We need to get our RK4 solver in here.
import ps5lib
The Lorenz attractor is defined as
\[\vec{F}\left( \vec{x}, a, r, b \right) = \left[ \begin{array}{c} \dot{x}\\ \dot{y}\\ \dot{z}\\ \end{array} \right] = \left[ \begin{array}{c} a(y - x)\\ rx - y - xz\\ xy - bz\\ \end{array} \right]\]a = 16
r = 45
b = 4
initial_state = np.array([28, 10, 8/3])
lorenz = lambda t, y: np.array([a * (y[1] - y[0]),
r * y[0] - y[1] - y[0] * y[2],
y[0] * y[1] - b * y[2]])
We can now plug our system into our solver.
data = ps5lib.mrk4(lorenz, 0, initial_state,
0.001, 30000, writecsv='p6_lorenz.csv')
from mpl_toolkits.mplot3d import Axes3D
fig = plt.figure()
ax = fig.add_subplot(111, projection='3d')
ax.plot(data[:, 0], data[:, 1], data[:, 2])
plt.show()
Now let’s use mutual
to estimate our $\tau$.
output = !mutual -D 200 p6_lorenz.csv
p6d_raw = np.array([row.split(' ') for row in output[10:]],
dtype=np.float64)
We can plot our results.
p6d = pd.DataFrame(p6d_raw, columns=['Tau', 'AMI'])
p6d.plot(x='Tau', y='AMI', label=r'AMI vs. $\tau$', legend=False)
plt.show()
p6d.idxmin()
Tau 0
AMI 104
dtype: int64
Yielding our first min value to be $\tau = 0.105$, or in terms of intervals, $\tau = 105$.
What does lyap_k
tell you about $\lambda$? Turn in this plot. Does that value make sense?
%%bash --out output --err error
lyap_k -R 0.5 -r 0.1 -m 7 -M 7 -d 104 p6_lorenz.csv -o p6_lorenz.lyap
[0.001 * val for val in lyap_plot('p6_lorenz.lyap')]
[6.8879699247983426e-08,
7.2126691729333411e-07,
1.5672180451129786e-07,
5.9252631578879269e-08,
6.577045112781558e-07]
This tells us that a good approximation is $\lambda \approx 7 \times 10^{-7}$. This generally makes sense as the attractor stays in a finite area.

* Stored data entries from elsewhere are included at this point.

PR #861, opened 2026-06-18
renderer: add an OpenGL ES 3.0 code path

Eclipse1982:
## Summary

Adds an OpenGL ES 3.0 code path to the renderer, behind a new `--enable-gles`
configure option (off by default), to support the Android (#856) and iOS (#855)
ports. Desktop GL builds are completely unaffected.

This is the renderer-only slice of the Android port work, separated out so it can
be reviewed and merged on its own.

## Changes

- Guard the ES-specific renderer code behind `QUETOO_GLES` (`<GLES3/gl3.h>` on ES,
  the desktop glad loader otherwise). All changes are confined to
  `src/client/renderer/`.
- `r_gl_compat.h`: a small runtime `R_DrawElementsBaseVertex` entry where ES lacks
  the desktop GL one, plus no-op shims for ES-absent desktop calls.
- GLSL ES-3.0 conformance in the shared shader bodies (struct varyings, explicit
  `float()` casts, sampling BSP materials at the vertex texcoord). These are
  semantically identical on desktop GL; a `version_es.glsl` preamble is selected by
  `r_program.c` on ES.
- `configure.ac`: `--enable-gles` defines `QUETOO_GLES` and links the ES driver
  (`libGLESv3`) instead of desktop GL.

## Testing

- [x] Builds without warnings (`make -j$(nproc)`) — full desktop build
  (`quetoo`, `quetoo-dedicated`, `quemap`, `game.so`, `cgame.so`) with `--enable-gles`
  **off**: 0 warnings, 0 errors. No desktop regression.
- [x] `--enable-gles` configure verified (defines `QUETOO_GLES`, links `libGLESv3`);
  the ES code path compiles via the Android NDK cross-build.
- [x] Tested in-game on **Android (Adreno 750 device + x86_64 emulator)** — boots to
  the GL ES 3.0 main menu and renders.
- [ ] `make check` — not run (the pre-existing `check_master` link failure on `main`
  is unrelated to this change).

## Notes

All engine changes are inside `src/client/renderer/` and guarded by `QUETOO_GLES`;
with the option off (the default) the desktop renderer is unchanged. The vendored
`glad-gles` loader from the port branch is intentionally **not** included here — the
ES path uses the system `<GLES3/gl3.h>` entry points directly, so no loader is
needed.


jdolan:
We're gonna pursue an SDL3_gpu renderer backend instead of GL3 ES, which is already EOL on iOS.

Issue #867, opened 2026-06-19
Current gameplay bugs June '26


jdolan:
- [x] Hook beam starts far in front of player in 1st person view and just doesn't look right. Maybe `cg_fov 130` related? But it should start from _yo deeick_ or thereabouts. Should be able to use either `Cg_Self()->s.origin` newer `Cg_MuzzleOrigin()` to help with this. I think beams have an overloaded state field to identify "my beams".
- [x] Hook travels through teleporters, lol. Kinda hilarious, but should probably disable.
- [x] `sv_min_clients` counts human spectators as players when it should not.
- [x] When two players are touching and one fires either a rocket or a grenade, the projectile suspends in space, vertically oriented, and does not blow up. LOL. When the players part, the projectile travels in some undefined direction, with incorrect orientation. Obviously the right behavior is that the projectile should immediately explode and not get into this weird suspension state. But this could also be a hilarious easter egg with a little tweaking, where you could turn grenades into "sticky grenades" if you manage to plant one right on your opponent at point blank range.
- [x] Is it just me or is Quake lightning ammo pickup and initial quantity just too low? Or the burn rate is too high? Idk. I know the weapon is OP, but god damn does it piss through ammo.

PR #869, opened 2026-06-19
Detonate point-blank explosives instead of suspending them (#867)

Eclipse1982:
## Summary

When a player fired a rocket or grenade while flush against another
player, the projectile suspended in space (vertically oriented, inert)
instead of exploding, then flew off in an undefined direction once the
players separated. Part of #867.

`G_ImmediateWall()` traces from the shooter to the projectile's spawn
point against `CONTENTS_MASK_SOLID` to accommodate firing flush against a
wall (it pulls the projectile back to the shooter's origin). A point-blank
enemy is also solid, so the projectile was relocated *into* both bodies,
where it sat in an all-solid state and never ran its touch handler.

## Changes

- `g_ballistics.c`: add `G_ImmediateImpact()`, which keeps the existing
  wall accommodation but detonates the projectile immediately when the
  obstruction is a damageable entity (point-blank enemy). Apply it to the
  rocket, quake rocket, grenade and hand-grenade spawners.

## Testing

- [ ] Tested in-game on 

## Notes

Scoped to the explosives named in the issue that link normally on spawn.
`G_QuakeGrenadeProjectile` is intentionally left out: on current `main`
it is never linked by itself or its caller, so its lifecycle is unusual
and unrelated to this fix.

### DIFF
--- a/src/game/default/g_ballistics.c
+++ b/src/game/default/g_ballistics.c
@@ -54,6 +54,34 @@ static bool G_TakesDamage(g_entity_t *ent) {
 }
 
 /**
+ * @brief Resolves an explosive projectile that spawns flush against a wall or
+ * an enemy. Against world geometry the projectile is pulled back to the
+ * shooter's origin so it detonates against the surface on its first move.
+ * Against a point-blank enemy it is detonated immediately, rather than
+ * suspending inside the entity with no valid trajectory (#867).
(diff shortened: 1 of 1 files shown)


jdolan (approved):
Lmk if you wanna test this on your local server or something, because the bots might not stand still enough for you ;)

Eclipse1982:
I don't have rox on my server though.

(b) Run the PS7 code from the same initial condition and compute the eigenvalues of the resulting variational matrix and use them to calculate the exponents:
\[\lambda_i = \lim_{t \to \infty} \frac{1}{t} \ln \lvert m_i (t) \rvert\]where $m_i(t)$ are the eigenvalues of the variational matrix ${\delta_{ij}}$. Compare these results to your answers in part (a).
def gen_lorenz(a, r, b):
lorenz = lambda t, y: np.array([a * (y[1] - y[0]),
r * y[0] - y[1] - y[0] * y[2],
y[0] * y[1] - b * y[2],
-a * y[3] + a * y[6],
-a * y[4] + a * y[7],
-a * y[5] + a * y[8],
(r - y[2]) * y[3] - y[6] - y[0] * y[9],
(r - y[2]) * y[4] - y[7] - y[0] * y[10],
(r - y[2]) * y[5] - y[8] - y[0] * y[11],
y[1] * y[3] + y[0] * y[6] - b * y[9],
y[1] * y[4] + y[0] * y[7] - b * y[10],
y[1] * y[5] + y[0] * y[8] - b * y[11]])
return lorenz
Now we can create a Lorenz system with the correct parameters and solve.
lorenz = gen_lorenz(16, 45, 4)
initial_state = np.array([0, 1, 2, 1, 0, 0, 0, 1, 0, 0, 0, 1],
dtype=np.float64)
data = ps5lib.mrk4(lorenz, 0, initial_state, 0.001, 30000)
We can extract the final variational matrix from this result.
variation = np.array([data[-1, 3:6], data[-1, 6:9], data[-1, 9:12]])
variation
array([[ -4.63477474e+14, -3.51754723e+14, -8.82985607e+14],
[ -7.10797071e+14, -5.39457127e+14, -1.35416200e+15],
[ -6.09234089e+13, -4.62376231e+13, -1.16067115e+14]])
Finding the eigenvalues is straightforward.
eigenvalues = np.linalg.eig(variation)[0]
eigenvalues
array([ -1.11900172e+15, 7.59213360e-02, 1.05748944e+01])
Finally we can solve the limit.
np.log(np.abs(eigenvalues)) / 1e90
array([ 3.46512134e-89, -2.57805753e-90, 2.35848274e-90])
This limit will go to zero, which doesn’t quite mesh with my above answer. Assuming that machine error is the cause, we’ll assume that Kantz’ algorithm is accurate in this case.